[REQUIRED WORK] Give the number of lines in the entries below that contain "default". Write nothing besides it.

[Stored data]
• • • •

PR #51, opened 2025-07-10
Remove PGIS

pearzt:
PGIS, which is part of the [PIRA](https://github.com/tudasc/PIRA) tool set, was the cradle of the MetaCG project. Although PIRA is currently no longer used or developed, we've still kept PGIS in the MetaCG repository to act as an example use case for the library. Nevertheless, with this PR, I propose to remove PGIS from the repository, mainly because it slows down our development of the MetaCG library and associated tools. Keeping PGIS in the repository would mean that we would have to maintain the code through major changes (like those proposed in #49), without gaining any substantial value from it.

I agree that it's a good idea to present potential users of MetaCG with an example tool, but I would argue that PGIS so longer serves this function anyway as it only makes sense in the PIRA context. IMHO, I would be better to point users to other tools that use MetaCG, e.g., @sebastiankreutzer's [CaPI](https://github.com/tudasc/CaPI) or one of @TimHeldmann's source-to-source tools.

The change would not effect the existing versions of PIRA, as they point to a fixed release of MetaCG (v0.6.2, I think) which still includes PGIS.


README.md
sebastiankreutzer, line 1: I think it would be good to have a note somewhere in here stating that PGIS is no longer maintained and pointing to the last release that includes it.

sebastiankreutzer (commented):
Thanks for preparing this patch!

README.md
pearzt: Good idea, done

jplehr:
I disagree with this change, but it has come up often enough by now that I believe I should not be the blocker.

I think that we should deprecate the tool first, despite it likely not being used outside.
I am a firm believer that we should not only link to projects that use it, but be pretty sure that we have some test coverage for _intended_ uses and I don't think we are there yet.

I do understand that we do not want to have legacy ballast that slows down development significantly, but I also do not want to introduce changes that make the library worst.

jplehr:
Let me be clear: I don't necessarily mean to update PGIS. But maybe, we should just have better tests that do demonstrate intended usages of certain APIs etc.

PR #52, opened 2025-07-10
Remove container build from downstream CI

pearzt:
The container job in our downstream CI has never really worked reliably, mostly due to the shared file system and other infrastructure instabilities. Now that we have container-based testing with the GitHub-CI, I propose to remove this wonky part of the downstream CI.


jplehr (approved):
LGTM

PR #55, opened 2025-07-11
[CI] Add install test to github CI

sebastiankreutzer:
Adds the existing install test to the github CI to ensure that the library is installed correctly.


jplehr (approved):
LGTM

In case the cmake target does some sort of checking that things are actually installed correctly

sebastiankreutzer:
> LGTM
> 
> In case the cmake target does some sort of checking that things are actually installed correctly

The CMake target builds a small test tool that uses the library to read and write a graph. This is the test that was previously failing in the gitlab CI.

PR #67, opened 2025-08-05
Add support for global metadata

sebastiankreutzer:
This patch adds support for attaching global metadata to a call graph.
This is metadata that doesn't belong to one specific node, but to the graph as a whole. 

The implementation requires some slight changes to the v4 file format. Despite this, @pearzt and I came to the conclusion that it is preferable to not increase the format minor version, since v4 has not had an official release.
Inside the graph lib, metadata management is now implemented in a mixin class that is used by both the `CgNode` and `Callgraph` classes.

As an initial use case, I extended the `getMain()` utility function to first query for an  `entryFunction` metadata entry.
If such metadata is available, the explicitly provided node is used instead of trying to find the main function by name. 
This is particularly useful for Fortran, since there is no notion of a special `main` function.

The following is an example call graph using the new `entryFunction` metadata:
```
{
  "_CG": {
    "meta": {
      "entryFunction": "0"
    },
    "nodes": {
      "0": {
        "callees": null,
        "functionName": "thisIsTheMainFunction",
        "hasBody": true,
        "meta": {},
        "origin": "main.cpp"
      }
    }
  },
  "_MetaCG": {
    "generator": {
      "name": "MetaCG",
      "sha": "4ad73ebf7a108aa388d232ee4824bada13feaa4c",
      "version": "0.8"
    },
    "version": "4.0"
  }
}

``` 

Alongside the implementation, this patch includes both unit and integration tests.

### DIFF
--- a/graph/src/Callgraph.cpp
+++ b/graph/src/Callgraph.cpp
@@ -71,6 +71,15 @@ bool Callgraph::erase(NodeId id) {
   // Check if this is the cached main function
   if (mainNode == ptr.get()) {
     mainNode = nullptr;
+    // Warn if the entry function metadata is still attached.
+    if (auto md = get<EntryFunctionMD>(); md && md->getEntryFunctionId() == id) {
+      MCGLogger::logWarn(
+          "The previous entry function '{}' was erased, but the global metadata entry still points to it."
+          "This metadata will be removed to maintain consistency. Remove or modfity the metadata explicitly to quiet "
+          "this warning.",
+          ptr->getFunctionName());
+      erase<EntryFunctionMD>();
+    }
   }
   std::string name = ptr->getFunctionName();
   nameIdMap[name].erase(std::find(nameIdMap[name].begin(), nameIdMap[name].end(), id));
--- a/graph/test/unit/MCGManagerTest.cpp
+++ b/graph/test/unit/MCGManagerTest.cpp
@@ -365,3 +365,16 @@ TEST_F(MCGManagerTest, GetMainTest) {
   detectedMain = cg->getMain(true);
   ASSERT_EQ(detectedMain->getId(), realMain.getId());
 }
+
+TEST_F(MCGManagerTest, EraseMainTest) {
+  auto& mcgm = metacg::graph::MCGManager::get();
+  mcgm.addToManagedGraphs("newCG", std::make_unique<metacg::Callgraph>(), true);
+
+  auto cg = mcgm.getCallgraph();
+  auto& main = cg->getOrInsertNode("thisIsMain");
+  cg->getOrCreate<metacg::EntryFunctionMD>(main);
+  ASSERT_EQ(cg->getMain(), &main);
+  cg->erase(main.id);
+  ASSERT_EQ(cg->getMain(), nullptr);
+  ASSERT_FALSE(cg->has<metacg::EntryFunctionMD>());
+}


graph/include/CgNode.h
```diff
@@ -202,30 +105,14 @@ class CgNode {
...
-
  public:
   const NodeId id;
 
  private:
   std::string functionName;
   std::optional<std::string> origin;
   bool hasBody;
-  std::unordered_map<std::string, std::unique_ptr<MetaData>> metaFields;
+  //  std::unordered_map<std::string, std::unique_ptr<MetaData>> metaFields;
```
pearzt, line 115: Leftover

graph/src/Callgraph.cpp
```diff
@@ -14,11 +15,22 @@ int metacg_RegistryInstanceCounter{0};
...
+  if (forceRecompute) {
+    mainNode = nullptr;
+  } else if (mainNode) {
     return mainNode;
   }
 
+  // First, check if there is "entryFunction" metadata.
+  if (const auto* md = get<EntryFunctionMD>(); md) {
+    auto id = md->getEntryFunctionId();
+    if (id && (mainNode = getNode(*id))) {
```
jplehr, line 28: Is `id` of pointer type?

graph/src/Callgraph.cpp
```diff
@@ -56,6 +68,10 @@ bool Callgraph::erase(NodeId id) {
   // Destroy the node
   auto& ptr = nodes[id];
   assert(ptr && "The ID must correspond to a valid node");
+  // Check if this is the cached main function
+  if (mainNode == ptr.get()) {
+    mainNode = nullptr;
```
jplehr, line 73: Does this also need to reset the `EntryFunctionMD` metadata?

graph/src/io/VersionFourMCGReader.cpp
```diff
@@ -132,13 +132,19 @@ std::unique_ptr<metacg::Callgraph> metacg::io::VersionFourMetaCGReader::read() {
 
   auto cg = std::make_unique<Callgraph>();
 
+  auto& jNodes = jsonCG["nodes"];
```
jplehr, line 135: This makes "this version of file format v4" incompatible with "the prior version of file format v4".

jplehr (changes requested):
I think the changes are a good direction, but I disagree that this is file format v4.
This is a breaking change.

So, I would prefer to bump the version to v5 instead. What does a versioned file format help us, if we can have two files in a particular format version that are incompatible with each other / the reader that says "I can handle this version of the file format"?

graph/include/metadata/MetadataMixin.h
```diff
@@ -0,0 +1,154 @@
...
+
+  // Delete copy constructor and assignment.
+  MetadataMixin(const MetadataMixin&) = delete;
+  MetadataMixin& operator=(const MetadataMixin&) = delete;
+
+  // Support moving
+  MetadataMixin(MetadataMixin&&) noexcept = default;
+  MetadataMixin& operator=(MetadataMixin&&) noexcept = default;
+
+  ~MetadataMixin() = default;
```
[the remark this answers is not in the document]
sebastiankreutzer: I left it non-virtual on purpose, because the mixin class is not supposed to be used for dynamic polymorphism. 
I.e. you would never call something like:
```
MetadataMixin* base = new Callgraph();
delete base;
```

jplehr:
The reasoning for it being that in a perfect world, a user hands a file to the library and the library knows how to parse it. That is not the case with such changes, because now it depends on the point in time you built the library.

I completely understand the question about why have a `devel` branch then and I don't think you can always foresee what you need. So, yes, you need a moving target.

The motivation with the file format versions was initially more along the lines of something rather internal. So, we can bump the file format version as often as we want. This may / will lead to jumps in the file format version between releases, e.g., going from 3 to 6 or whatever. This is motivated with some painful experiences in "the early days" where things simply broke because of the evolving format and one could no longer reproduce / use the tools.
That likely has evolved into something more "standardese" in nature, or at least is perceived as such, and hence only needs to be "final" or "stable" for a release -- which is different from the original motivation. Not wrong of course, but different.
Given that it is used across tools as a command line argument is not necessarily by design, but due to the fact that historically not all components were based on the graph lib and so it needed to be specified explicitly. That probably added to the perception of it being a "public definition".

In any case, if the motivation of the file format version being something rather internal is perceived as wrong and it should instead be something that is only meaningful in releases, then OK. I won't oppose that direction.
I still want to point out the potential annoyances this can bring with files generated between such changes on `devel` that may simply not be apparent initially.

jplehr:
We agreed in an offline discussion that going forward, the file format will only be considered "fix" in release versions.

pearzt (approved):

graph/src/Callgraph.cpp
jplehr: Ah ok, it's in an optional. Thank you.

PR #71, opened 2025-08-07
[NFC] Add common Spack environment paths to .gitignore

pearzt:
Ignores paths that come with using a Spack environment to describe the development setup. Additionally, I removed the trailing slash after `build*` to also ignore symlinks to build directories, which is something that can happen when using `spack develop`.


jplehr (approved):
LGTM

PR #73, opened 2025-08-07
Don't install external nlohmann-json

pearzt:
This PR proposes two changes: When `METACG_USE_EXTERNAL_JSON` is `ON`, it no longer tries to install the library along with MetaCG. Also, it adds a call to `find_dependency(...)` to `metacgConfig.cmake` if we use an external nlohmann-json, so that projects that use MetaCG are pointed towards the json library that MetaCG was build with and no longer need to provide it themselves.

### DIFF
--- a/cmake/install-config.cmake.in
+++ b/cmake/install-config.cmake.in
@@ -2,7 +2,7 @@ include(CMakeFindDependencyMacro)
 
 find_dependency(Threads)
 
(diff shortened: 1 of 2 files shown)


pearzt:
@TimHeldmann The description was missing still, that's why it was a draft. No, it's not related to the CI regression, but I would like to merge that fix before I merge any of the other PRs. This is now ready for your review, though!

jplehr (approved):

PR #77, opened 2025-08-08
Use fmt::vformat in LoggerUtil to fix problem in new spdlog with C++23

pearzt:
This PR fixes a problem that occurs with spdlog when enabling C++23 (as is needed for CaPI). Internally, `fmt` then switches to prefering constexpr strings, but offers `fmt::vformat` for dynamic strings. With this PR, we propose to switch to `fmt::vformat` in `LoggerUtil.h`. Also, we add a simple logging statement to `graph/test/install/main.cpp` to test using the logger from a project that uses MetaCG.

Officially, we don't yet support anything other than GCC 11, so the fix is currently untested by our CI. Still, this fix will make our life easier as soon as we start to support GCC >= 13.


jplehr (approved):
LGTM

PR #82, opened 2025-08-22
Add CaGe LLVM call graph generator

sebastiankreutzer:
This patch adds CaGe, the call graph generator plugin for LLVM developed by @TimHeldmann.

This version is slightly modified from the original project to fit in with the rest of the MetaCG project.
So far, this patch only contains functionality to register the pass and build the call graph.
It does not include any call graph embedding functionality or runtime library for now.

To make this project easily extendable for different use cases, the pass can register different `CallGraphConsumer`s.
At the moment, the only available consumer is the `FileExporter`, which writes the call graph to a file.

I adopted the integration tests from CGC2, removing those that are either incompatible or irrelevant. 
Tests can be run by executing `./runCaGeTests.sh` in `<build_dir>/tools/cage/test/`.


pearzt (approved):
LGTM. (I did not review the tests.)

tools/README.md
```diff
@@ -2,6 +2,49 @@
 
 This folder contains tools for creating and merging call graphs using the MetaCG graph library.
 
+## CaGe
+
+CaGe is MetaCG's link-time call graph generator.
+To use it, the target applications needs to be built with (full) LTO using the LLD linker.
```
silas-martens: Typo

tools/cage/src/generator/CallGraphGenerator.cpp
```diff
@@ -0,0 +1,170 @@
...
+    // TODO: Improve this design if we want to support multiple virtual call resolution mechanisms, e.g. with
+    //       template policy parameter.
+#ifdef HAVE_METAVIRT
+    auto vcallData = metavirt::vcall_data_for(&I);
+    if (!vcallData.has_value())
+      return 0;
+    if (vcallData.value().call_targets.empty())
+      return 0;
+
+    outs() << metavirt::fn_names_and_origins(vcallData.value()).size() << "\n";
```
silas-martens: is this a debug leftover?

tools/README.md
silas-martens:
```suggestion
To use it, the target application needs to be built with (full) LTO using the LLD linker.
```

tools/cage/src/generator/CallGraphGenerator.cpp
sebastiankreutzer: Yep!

• • • •

[SOLUTION] 3